What is being asked: Below are several entries. Transcribe exactly those lines that fall from the one with "-2788,7 +2789,14 @@" through the one with "guarantee is stated", end lines included.

Extracted information:
PR #344, opened 2026-08-12
ENG-1286: bound a turn's token spend and ask the user before continuing

alecantu7:
Closes the spend-ceiling half of [ENG-1286](https://linear.app/mindsdb/issue/ENG-1286). The thrash-breaker half is split to [ENG-1492](https://linear.app/mindsdb/issue/ENG-1492) (instrumentation first) and is **not** in this PR.

## What this does

A turn that spends **1,250,000 raw tokens** stops, tells the user what it accomplished and what remains, and asks whether to continue. Reads ENG-1288's `TurnCost.total_tokens`; no new plumbing.

Before this, nothing anywhere counted what a single task had spent. The Kiranam session (ENG-836) burned ~3.64M tokens in ~50 minutes for no working result — **73% of a 5M monthly allowance in one sitting** — and breached no existing bound: never 60 RPM, never 20 concurrent, TPM only intermittently.

## Three decisions worth reviewing, with the evidence

**1. Raw tokens, not cost-weighted.** The instinct is to discount cache reads since they bill at ~a tenth. That is wrong *for this control*: cache reads draw the user's included-token allowance at full 1:1 weight — `auth/entitlements/services/included_usage.py:88-92` sums `input + output + cached_input`, and its docstring says so deliberately (*"leaving them out would let a long cached prefix buy far more than the granted allowance"*). The cheap rate applies only to overage dollars. This ceiling protects the **user's allowance**, so it counts the unit that allowance drains in. The TPM limiter's identical weighting *is* a defect (ENG-1132) because it guards money — same arithmetic, opposite verdict, because they protect different things.

**2. 1.25M, not 1.5M.** Kiranam's worst single turn was **1,480,766** tokens. 1.5M is the number you reach for instinctively and it misses the motivating case by 20k.

**3. The reserve is adaptive — `ceiling - max(200k, 2 × peak_context_tokens)`.** Two calls land after the last passing check, not one: the call that carries the total over the gate (it is only read *between* calls) and then the hand-back. Simulated over the same 30 days of production:

| reserve | trips | turns still **exceeding** 1.25M | worst |
|---|---|---|---|
| flat 200k | 12.3% | **15.6%** of trips | 1,704,923 |
| adaptive (this PR) | 12.7% | **1.2%** of trips | 1,546,740 |

The flat reserve breaks the bound for 1 in 6 trips. The adaptive one costs 0.4pp more trips. Residual, stated rather than hidden: the reserve estimates from the peak seen *so far*, so a call suddenly exceeding twice the previous peak can still overshoot.

## Placement

Checked **per tool round** and at the continuation gate, not the continuation gate alone. The measured runaway shape is 13–26 *consecutive* `scratchpad` calls inside one tool loop, reaching the round cap with **zero** continuations — a continuation-gate-only check never sees it. `test_trips_inside_one_tool_loop_with_no_continuation` is the regression guard.

Verification is skipped after a trip (same as the round cap): a verdict call would spend more of the budget just declared exhausted, and an INCOMPLETE verdict would force a continuation straight past the ceiling.

## Measured impact — read this before approving

This is a **visible product behaviour**, not a silent backstop. Over 30 days: **19.4% of external turns** would trip (351/1,812), 7.1% of staff turns, **12.7% overall ≈ 17 turns/day**. It fires at a median of **16 LLM calls** into the turn (p10 6, p90 25) — comparable to where the 25-round cap already sits.

The position taken: a turn spending a quarter of someone's monthly allowance should say so. If you disagree, the number is one constant.

## The path to continue

- Continuing is already free — a new user message is a new turn with a fresh `TurnCost`. Consent renews per turn rather than latching; a permanent "yes" would restore the runaway.
- The message mirrors the round cap's wording (`Do NOT retry automatically — wait for the user's response`) so users meet one behaviour, not two.
- Persisted via `_stream_handback_diagnosis`, so history holds what the user actually read (ENG-1155 property).

**Deviations from the ticket, flagged deliberately.**

*Two, not one.* The second was raised in review and is declared here rather than left for QA to file as a miss:

**(a) No resume injection.** ENG-1286's *How* says the resume should carry the existing *"Do not repeat work already done"* wording, and *Done when* has *"resumes without redoing completed work"*. The **budget** half is implemented and correct — the next turn gets a fresh `TurnCost`. The **resume** half has no mechanism: that wording exists only inside the verifier-INCOMPLETE branch, which a ceiling exit never reaches. Left as-is because the same ticket bullet says to reuse the round cap's shape rather than invent a second one, and the round cap plus the other three hand-back paths have no resume injection either. Adding one here alone would make the ceiling behave differently from every other stop.

**(b) The message quotes tokens, not allowance.** The ticket says the message should express cost *in allowance terms*. It does not. The turn knows its token count but not the plan behind it, and BYOK users have no MindsHub allowance at all — quoting "a quarter of your month" to them would be a confident lie. Wiring `check_minds_token_limits()` into the session is a follow-up. Reject this call if you'd rather have the allowance framing gated on provider.

## Testing

`tests/test_spend_ceiling.py` — 10 tests driving the real `turn_stream`/`turn`. The fake LLM invokes `usage_listener` exactly as `LLMClient` does; a stub that skipped it would leave `total_tokens` at 0 and every test would pass by never reaching the gate.

**Mutation-verified** — each of these was applied and the intended test failed:
- disable the per-round gate → the no-continuation placement test fails *(**corrected 2026-08-13:** as originally written this claim was FALSE. That test passed under the mutation; two others failed instead, and I inferred which one from a ``1 failed`` count without checking. The fixture tripped on the very first call, so its ``rounds``/``continuations`` assertions were unfalsifiable. Fixture re-sized; the claim now holds and is re-verified.)*
- let the verifier run after a trip → the skip test fails
- flat reserve instead of adaptive → the bound and scaling tests fail
- count only `input_tokens` (discount cache) → the raw-unit tests fail

Full suite: **2,009 passed**, 2 failures in `test_datasource.py` that reproduce on unmodified `origin/staging` (verified by stashing this diff) — pre-existing, not from this change.

## Security

Reviewed per convention 8. No new input parsing, endpoints, or authz surface. The one new user-visible string interpolates an integer from our own accounting — no user input reaches it. New log lines carry token counts and config values only, never conversation content or the verifier's `reason` (matching the existing verifier-logging convention). No path handling, deserialization, or credential access added.

## Merge order

Independent and safe to merge alone — the ceiling works standalone at its default. The follow-up cowork-server PR exposing **"Max Tokens per Step"** as a per-user setting (beside "Max Steps per Task" and "Max Auto-Continues") should merge **after** this one, since it overlays a field that must exist in anton first.

### DIFF
--- a/anton/core/session.py
+++ b/anton/core/session.py
@@ -2211,7 +2211,8 @@ class ChatSession:
         fire after real work had happened, on the reasoning that every call site
         sits inside the tool loop; that is true of LLM calls and false of tool
         dispatches, which happen later in the same iteration. The per-round call
-        site carries the progress condition explicitly — see `_spend_ceiling_ok`.
+        site carries the progress condition explicitly — see
+        `_spend_ceiling_stops_the_tool_loop`.
         """
         if self._max_turn_tokens <= 0 or self._turn_cost is None:
             return False
@@ -2788,7 +2789,14 @@ class ChatSession:
             # the cap mark above: public API, and the books are wired here too.
             # This path runs no completion verifier, so there is no continuation
             # gate to also check — the per-round check is the whole gate here.
-            if self._spend_ceiling_reached():
+            #
+            # Uses the same `_spend_ceiling_stops_the_tool_loop` as the streaming
+            # loop, NOT the bare predicate: the "never end a turn that dispatched
+            # no tools" guarantee is stated unconditionally ("at any ceiling"),
+            # and CLI/host callers have no lower bound on `max_turn_tokens` at
+            # all, so this path is exactly where a tiny ceiling would break the
+            # loop on round 1 having run nothing (#344 review).
+            if self._spend_ceiling_stops_the_tool_loop():
                 if self._turn_cost is not None:
                     self._turn_cost.ended_by = "spend_ceiling"
                 logger.info(
--- a/anton/core/session.py
+++ b/anton/core/session.py
@@ -292,6 +292,21 @@ _TRANSIENT_VERDICT_ERRORS: tuple[type[BaseException], ...] = (
 # verdict" can never fire, since a latched session makes no verdict calls.
 _VERIFIER_LATCH_REPROBE_TURNS = 10
 
+# Floor for the tokens held back from the spend ceiling (ENG-1286).
+#
+# TWO calls land after the last check that passed, not one: the call that
+# carried the total over the gate (the gate is only read between calls, so the
+# crossing is never observed mid-flight), and then the hand-back diagnosis,
+# which is a full-history planning call. So the reserve has to cover both or the
+# turn overshoots the ceiling it promised — the actual per-call cost on these
+# turns is ~200k, which a flat 200k reserve under-covers by half.
+#
+# The live reserve is therefore `max(this, 2 x peak_context_tokens)`: the
+# turn's own largest call is the best available estimate of what the next two
+# will cost, and ENG-1288 already tracks it. This floor only applies before any
+# call has reported usage.
+_SPEND_CEILING_RESERVE = 200_000
+
 # Appended to the verifier system prompt. Shortens the preamble on narrating
 # models but is not sufficient alone (0/3 at 256 with it), so it pairs with the
 # budgets above. Tool name comes off the schema class so it can't go stale.
@@ -669,6 +684,10 @@ class ChatSession:
         self._max_tool_rounds = s.max_tool_rounds
         self._max_continuations = s.max_continuations
         self._verify_min_tool_rounds = s.verify_min_tool_rounds
+        # Per-turn raw-token ceiling (ENG-1286). getattr so a host passing an
+        # older settings object doesn't break — absent means "no ceiling",
+        # matching the pre-ENG-1286 behaviour rather than silently applying one.
+        self._max_turn_tokens = getattr(s, "max_turn_tokens", 0)
         # Latch for a verifier that fails the same hard way every turn — e.g.
         # kimi-K3 rejecting forced `tool_choice` with a 400 (ENG-1095), which
         # fails on every verdict call until the gateway fix lands. Without the
@@ -2175,6 +2194,71 @@ class ChatSession:
             # Reporting must never affect the turn that just ran.
             pass
 
+    def _spend_ceiling_reached(self) -> bool:
+        """True when this turn has spent enough that it must stop and ask.
+
+        Reads `TurnCost.total_tokens` — raw tokens, the unit the user's included
+        allowance drains in (see `CoreSettings.max_turn_tokens` for why cache
+        reads are NOT discounted here). Gated at `ceiling - reserve` so the
+        hand-back's own call fits inside the promised ceiling.
+
+        Returns False when the ceiling is disabled (0) or the books are closed,
+        so a host on older settings, or any path that runs outside a turn, keeps
+        exactly its pre-ENG-1286 behaviour.
+
+        Note this can only ever be consulted AFTER at least one LLM call has been
+        made — every call site sits inside the tool loop, which is only entered
+        once a planning response exists. So the gate cannot produce a turn that
+        made no call and said nothing.
+        """
+        if self._max_turn_tokens <= 0 or self._turn_cost is None:
+            return False
+        return self._turn_cost.total_tokens >= self._spend_ceiling_gate()
+
+    def _spend_ceiling_gate(self) -> int:
+        """The token total at which the turn must stop starting new work.
+
+        Sits a reserve below the ceiling because two more calls are still coming
+        after the last check that passed — the one that crosses the gate, and
+        the hand-back. Sized from this turn's own `peak_context_tokens` rather
+        than a constant: a turn carrying 190k of context per call overshoots a
+        flat 200k reserve by roughly a full call, which is precisely the bound
+        the ceiling exists to make true.
+
+        Floored at 1 so a pathological ceiling smaller than the reserve still
+        gates on something positive instead of tripping before any work.
+        """
+        peak = self._turn_cost.peak_context_tokens if self._turn_cost else 0
+        reserve = max(_SPEND_CEILING_RESERVE, 2 * peak)
+        return max(self._max_turn_tokens - reserve, 1)
+
+    def _spend_ceiling_notice(self) -> str:
+        """The SYSTEM injection for a ceiling stop.
+
+        Mirrors the 25-round cap's pause-and-ask wording deliberately: the user
+        already meets that shape when a long turn stops, and two different
+        "I stopped, shall I go on?" behaviours would read as two different
+        products. `Do NOT retry automatically` is what keeps this a question
+        rather than a speed bump the model drives straight through.
+
+        Deliberately does NOT quote a share of the user's allowance. The turn
+        knows its token count but not the plan behind it — BYOK users have no
+        MindsHub allowance at all — and inventing "you've used a quarter of your
+        month" for them would be a confident lie. The model is told what it
+        spent and asked to be honest that it was a lot.
+        """
+        spent = self._turn_cost.total_tokens if self._turn_cost is not None else 0
+        return (
+            f"SYSTEM: This turn has used {spent:,} tokens, which is a large amount "
+            "of work for a single request and counts against the user's plan. "
+            "Pause here. Summarize what you have accomplished so far and what "
+            "remains. Be straightforward that this has already taken a lot of "
+            "work, so the user can decide whether it is worth continuing. "
+            "If you are on a good track and can finish, say so and ask if they'd "
+            "like you to continue. "
+            "Do NOT retry automatically — wait for the user's response."
+        )
+
     async def _stream_handback_diagnosis(self, *, system: str, label: str):
         """Stream a hand-back diagnosis and persist exactly what the user read.
 
@@ -2652,6 +2736,28 @@ class ChatSession:
                             "Do NOT retry automatically — wait for the user's response."
                         ),
                     }
+                )
+                response = await self.plan_with_recovery(system=system)
+                break
+
+            # Spend ceiling (ENG-1286), mirroring turn_stream. Same reasoning as
+            # the cap mark above: public API, and the books are wired here too.
+            # This path runs no completion verifier, so there is no continuation
+            # gate to also check — the per-round check is the whole gate here.
+            if self._spend_ceiling_reached():
+                if self._turn_cost is not None:
+                    self._turn_cost.ended_by = "spend_ceiling"
+                logger.info(
+                    "spend ceiling reached (turn): tokens=%d ceiling=%d "
+                    "tool_round=%d — pausing to ask the user",
+                    self._turn_cost.total_tokens if self._turn_cost else 0,
+                    self._max_turn_tokens, tool_round,
+                )
+                self._append_history(
+                    {"role": "assistant", "content": response.content or ""}
+                )
+                self._append_history(
+                    {"role": "user", "content": self._spend_ceiling_notice()}
                 )
                 response = await self.plan_with_recovery(system=system)
                 break
@@ -3412,6 +3518,12 @@ class ChatSession:
         # task isn't actually done yet.
         continuation = 0
         _max_rounds_hit = False
+        # Set when the per-turn spend ceiling stopped the turn (ENG-1286). Like
+        # `_max_rounds_hit` it also suppresses verification: the turn is already
+        # ending on an honest "I stopped, shall I continue?", and a verdict call
+        # would both cost more of the budget we just declared spent and risk
+        # forcing a continuation past it.
+        _spend_ceiling_hit = False
         # Set per verification-loop iteration (see below): tells the post-loop
         # fallback the current reply is already in history, so it must not append
         # it a second time (ENG-1155 double-append).
@@ -3476,6 +3588,41 @@ class ChatSession:
                     _reply_persisted = True
                     async for event in self._stream_handback_diagnosis(
                         system=system, label="max-tool-rounds"
+                    ):
+                        yield event
+                    break
+
+                # Spend ceiling (ENG-1286). Checked per round rather than only at
+                # the continuation gate: the measured runaway shape is 13-26
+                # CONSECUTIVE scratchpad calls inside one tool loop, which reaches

Result:
@@ -2788,7 +2789,14 @@ class ChatSession:
             # the cap mark above: public API, and the books are wired here too.
             # This path runs no completion verifier, so there is no continuation
             # gate to also check — the per-round check is the whole gate here.
-            if self._spend_ceiling_reached():
+            #
+            # Uses the same `_spend_ceiling_stops_the_tool_loop` as the streaming
+            # loop, NOT the bare predicate: the "never end a turn that dispatched
+            # no tools" guarantee is stated unconditionally ("at any ceiling"),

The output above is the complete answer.